DAY 8 - De-clutter your physical workspace and shipping station
De-clutter:
The creative mind seems to have a particular propensity for clutter. Those creative juices are flowing, we're trying to translate a vision from the mind's eye to the crafter's hands, we just need to check a few more color balances on that new archival paper. And somehow, our space just gets away from us. Today's projects, tomorrow's plans from the new set of materials we brought in yesterday. And so many horizontal surfaces to set it on (and so many vertical surfaces to pin things on!).
STOP THE MADNESS! It's time to declutter, folks. Nothing gets the imagination flowing like a clean, blank slate. Nothing lets you fill orders quicker and more efficiently than a well organized space.
But there's just so much to tackle! Where to start? Refold the pile of fabrics? Put the pens in order by color spectrum? Actually file that pile of receipts?
I suggest we take a page from FlyLady. For more in-depth descriptions of these steps, visit here:
http://www.flylady.net/d/getting-started/flying-lessons/decluttering-15-minutes/1. Get a timer. We're working in 15 minute increments here. No more, no less. 15 minutes, then do some work on your orders, admining, looking after the dog, whatever. Then another 15 minutes. This is not an all-day-cleaning-with-nothing-else work day. It is also not a procrastinate-until-most-of-the-day-is-gone work day. Anybody can do anything for 15 minutes.
2. 27 things. Go through your work area with a garbage bag and throw 27 things away. Small, large, old eraser cap or new marker that didn't work like it was supposed to. Take it out to your garbage bin immediately.
3. Another 27 things. Grab a box and gather 27 things to donate. Those of us working with textiles know we have several bundles of 27 somethings that could go. Those of you in jewelry, maybe not so much. But aim high, nonetheless.
4. Conquer the Hot Spot - that one area that as soon as you clear it, starts to gather things again. Handle it. Then figure out a way to make it unavailable. Put a pretty decorative something or other there till you break the habit. Or put a receipts and mail organizer there, if that's what collects there.
5. 5 Minute Rescue. Go to your secondary storage area and spend 5 minutes starting to weed through it. 5 minutes ever day until it's nicely organized and you've meshed it seamlessly with your main work area.
6. Designate zones. Now that you've gotten things in place and organized, split your workshop into 4-5 zones. Each week, spend 5-15 minutes in each zone. Every month, you will have managed to deep clean/organize every space within your work space.
SHIPPING
Sit down and actually draw the flowchart of your shipping. From the moment you receive an order to the moment you know your customer has it in hand, what are the steps you take.

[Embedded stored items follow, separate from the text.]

PR #79, opened 2019-01-31
Fix issue with multiple sidepost destroys

richmolj:
When validating, we would iterate over the relationships and compare them to their spot
in the payload. This normally works because we iterate both the same
way. However, we never associate objects that have been destroyed or
disassociated - which means the comparison will be incorrect and even
blow up when multiple objects are being persisted.

The solution is to skip these guys when iterating. This means we don't
recursively validate a destroyed object's associations, so I'd like us to
move to a pattern closer to what's happening in `before_commit`. But
this solves the problem for now and makes anything else an extreme edge
case.

Addresses https://github.com/graphiti-api/graphiti/pull/77/files


richmolj:
@wadetandy @pariv

PR #80, opened 2019-01-31
Render nil link when belongs_to FK is nil

richmolj:
The jsonapi-rb library is always going to render this section of the
payload (when applicable), but the actual URL should be `nil` when a
belongs_to relationship has a `nil` foreign key. This probably makes the
most sense, so clients can still parse the payload as normal, but we
don't render an invalid url.


richmolj:
Addresses https://github.com/graphiti-api/graphiti/pull/72

Issue #82, opened 2019-01-31
Pagination Links Error


richmolj:
@sideshowbandana one of my users had an issue with this right after release.

```
ERROR: NoMethodError: undefined method `/' for nil:NilClass
graphiti (1.0.rc.10) lib/graphiti/delegates/pagination.rb:40:in `last_page'
graphiti (1.0.rc.10) lib/graphiti/delegates/pagination.rb:15:in `block in links'
graphiti (1.0.rc.10) lib/graphiti/delegates/pagination.rb:13:in `tap'
graphiti (1.0.rc.10) lib/graphiti/delegates/pagination.rb:13:in `links'
graphiti (1.0.rc.10) lib/graphiti/renderer.rb:47:in `block in render'
graphiti (1.0.rc.10) lib/graphiti.rb:141:in `block in broadcast'
```

The larger issue is that we should have these links off by default. I did that [here](https://github.com/graphiti-api/graphiti/pull/81).

There also seemed to be some spec code that was problematic locally https://github.com/graphiti-api/graphiti/blob/47cea9c19731ae84ccf6112d66c54c69b5e67c41/spec/spec_helper.rb#L70-L73 

the merged code was `rspec` on line 70 and both seem to be in the wrong spot.

Could you look into these issues?

PR #83, opened 2019-02-01
Handle invalid item_counts for #last_page method

sideshowbandana:
- Ensure that #item_count always returns an integer.
- Add specs for page_size and item_count being set to 0
- Add spec for item_count when resource.stat returns nil

FIXES: https://github.com/graphiti-api/graphiti/issues/82


sideshowbandana:
@richmolj I took a stab at addressing #82. It's a bit odd to me how it occurred though...

https://github.com/graphiti-api/graphiti/blob/master/lib/graphiti/delegates/pagination.rb#L49-L58 should prevent `@item_count` from ever being nil unless for some reason `nil.kind_of?(Numeric)` is returning true?

I've also removed the spec_helper changes. Those weren't supposed to be submitted as part of the PR. However, I am curious what pattern you would like me to follow for shared_contexts. Currently I'm using a require_relative https://github.com/graphiti-api/graphiti/blob/master/spec/delegates/pagination_spec.rb#L2. It looks like the other shared_contexts are brought in via `graphiti_spec_helpers` Should I make a PR that moves that code ? What's the process for making multiple dependent changes?

richmolj:
> should prevent @item_count from ever being nil 

I believe this is because `@item_count` instance variable is the correct value, but `item_count` is not. The method isn't returning `@item_count`, it's returning the result of the `unless` block. We should probably try to remove some of the spec stubbing to expose this issue.

For shared context, does `spec/support/pagination_link_helper.rb` work?

sideshowbandana:
> it's returning the result of the `unless` block.

Ah. That's it. I thought I had a return statement at the end.  >_<

Updated the patch and renamed the spec helper

richmolj (approved):
Thanks for addressing this!

PR #84, opened 2019-02-01
Formalize persistence overrides

richmolj:
* Added ability to override adapter destroy logic
* Additional tests for existing overrides


richmolj:
@wadetandy

PR #85, opened 2019-02-01
Allow multiple create/update before_commit hooks

richmolj:


richmolj:
@wadetandy

wadetandy:
Looks good as an improvement on the original implementation, though considering all other hooks are using a different code path, I'd like to move over to that sooner rather than later.

wadetandy (approved):

richmolj:
>  I'd like to move over to that sooner rather than later.

There's probably *something* we can do, but it isn't as simple as just using the same codepath. The attribute/save hooks on the resource are when we're performing an operation within the resource. The before_commit actually happens outside of the resource - we have to process the full graph before this can be called. That's ultimately why it will always be a separate codepath on some level.

PR #87, opened 2019-02-02
Optionally yield metadata on persistence hooks

richmolj:
Now, all persistence hooks will optionally yield metadata - a hash
containing things like the method, temp id, further relationships,
the calling model in the graph. We can continue hanging things on
metadata as we get use cases.

The main use case is referencing the "caller model" - the parent in the
graph. If we're saving an Employee and her Positions in a single
request:

```ruby
class PositionResource < ApplicationResource
  before_commit do |position, meta|
    meta[:caller_model] # => #<Employee>
  end
end
```

This is also true for override methods `#build`, `#assign_attributes`,
`#save`, and `#destroy` - all now accept `meta` as an optional argument,
so it is accessible when overriding.

A notable case is `destroy`. We do not currently handle nested destroys,
and the code path for destroying a top-level entity is different than
when sideposting a deletion. We accomodate both use cases here, but
notable.

### DIFF
--- a/lib/graphiti/resource/persistence.rb
+++ b/lib/graphiti/resource/persistence.rb
@@ -69,64 +69,64 @@ module Graphiti
         end
       end
 
-      def create(create_params)
+      def create(create_params, meta = nil)
         model_instance = nil
 
-        run_callbacks :persistence, :create, create_params do
-          run_callbacks :attributes, :create, create_params do |params|
-            model_instance = build(model)
-            assign_attributes(model_instance, params)
+        run_callbacks :persistence, :create, create_params, meta do
+          run_callbacks :attributes, :create, create_params, meta do |params|
+            model_instance = call_with_meta(:build, model, meta)
+            call_with_meta(:assign_attributes, model_instance, params, meta)
             model_instance
           end
 
-          run_callbacks :save, :create, model_instance do
-            model_instance = save(model_instance)
+          run_callbacks :save, :create, model_instance, meta do
+            model_instance = call_with_meta(:save, model_instance, meta)
           end
 
           model_instance
         end
       end
 
-      def update(update_params)
+      def update(update_params, meta = nil)
         model_instance = nil
         id = update_params.delete(:id)
 
-        run_callbacks :persistence, :update, update_params do
-          run_callbacks :attributes, :update, update_params do |params|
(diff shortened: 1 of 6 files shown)


richmolj:
@wadetandy please take a look

Addresses https://github.com/graphiti-api/graphiti/pull/60

lib/graphiti/resource/persistence.rb
```diff
@@ -69,74 +69,82 @@ def add_callback(kind, lifecycle, method = nil, only, &blk)
...
       end
 
-      def delete(model_instance)
+      def delete(model_instance, meta = nil)
         adapter.destroy(model_instance)
       end
 
       private
 
+      def call_method(meth, *args)
```
wadetandy: Assuming this is for backwards-compatibility purposes?  Since we haven't released 1.0 yet I'd be in favor of making this a breaking change to avoid a long term support issue. At the very least we could add a deprecation warning if it's the legacy arity, saying that it will go away and give a bit to upgrade.

Additionally, I'd make this method name more descriptive of the purpose since it's specific to handling the `meta` argument.

lib/graphiti/resource/persistence.rb
```diff
@@ -177,16 +191,18 @@ def around_callback_proc(callbacks, index, *args, &blk)
         if callbacks[index + 1]
           proc do
             r = nil
+            args = args[0..0] if method(method_name).arity == 1
```
wadetandy, line 188: Would like to move this arity check + args transformation into a utility method so that it's not repeated so much (and is more descriptive of the purpose).

wadetandy (commented):
The feature addition looks good, but I've got a couple comments about arity wrangling.

lib/graphiti/resource/persistence.rb
richmolj: It's more because >80% of the time you don't care about `meta`. IOW, you should not even have to know about `meta` and do:

```ruby
def save(model)
  Rails.logger.info "saving!"
  super
end
```

And not blow up on accepting one argument instead of two.

Agree on descriptive name though.

lib/graphiti/resource/persistence.rb
richmolj: OK - will do what I can

PR #537, opened 2026-08-08
fix: reject invalid page parameters

### LINKED ISSUE #347: NoMethodError when page is not a hash
Request:

```
/some_controller?limit=10&page=1
```

Error:

```
undefined method `each_pair' for "1":String
Did you mean?  each_char
```

The error comes from here:

```
# graphiti/query.rb
 def pagination
      @pagination ||= begin
        {}.tap do |hash|
          (@params[:page] || {}).each_pair do |name, value|
```

Would you accept a pull request to handle that gracefully?

aouxwoux:
closes #347

`page=1` currently reaches `Query#pagination`, which assumes `page` responds to `each_pair` and raises a `NoMethodError`.

this validates `page` at the existing request-validator boundary before read requests bypass payload validation. non-object values now produce `Graphiti::Errors::InvalidRequest` with `page must be an object`, while omitted and hash-shaped page parameters keep their existing behavior.

checks:
- `bundle exec rspec spec/request_validator_spec.rb spec/query_spec.rb` (103 examples, 0 failures)
- `bundle exec standardrb lib/graphiti/request_validators/validator.rb spec/request_validator_spec.rb`
- `git diff --check`

### DIFF
--- a/lib/graphiti/request_validators/validator.rb
+++ b/lib/graphiti/request_validators/validator.rb
@@ -11,10 +11,12 @@ module Graphiti
       end
 
       def validate
+        validate_page
+
         # Right now, all requests - even reads - go through the validator
         # In the future these should have their own validation logic, but
         # for now we can just bypass
-        return true unless @params.has_key?(:data)
+        return errors.blank? unless @params.has_key?(:data)
 
         resource = @root_resource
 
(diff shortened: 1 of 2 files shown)


jkeen:
Thanks @aouxwoux!

PR #538, opened 2026-08-09
fix: treat empty polymorphic configuration as unset

### LINKED ISSUE #199: Consistent behaviour for empty polymorphic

Now look at your shipping station. Whether you have a designated table with handy shelves or if there's an old cleaning caddy now filled with Scotch tape, mailing labels, and Moo cards that you keep under your bed till it's time to send things - see if it's orderly and kept in a way that lets you move through your flow chart easily.
Would it help to make a checklist for putting an order together?
are simple things like writing instruments, then tape, then tags, then shipping labels arranged left to right (or right to left) so you can just move across the space to complete a package?
Efficiency matters. We focus on getting our production streamlined and making times down, but then can spend 20-30 minutes trying to figure out where we set the non-fabric scissors, what to use when we've run out of the small cello bags, etc. Organize it and treat it as one more use of your time that must be made as efficient as possible.
Got a system that works great? Give us a few hints on it. Need a hand with ideas? Tell us your sticky areas. Found an amazing picture of the best ever workspace online? let us see it!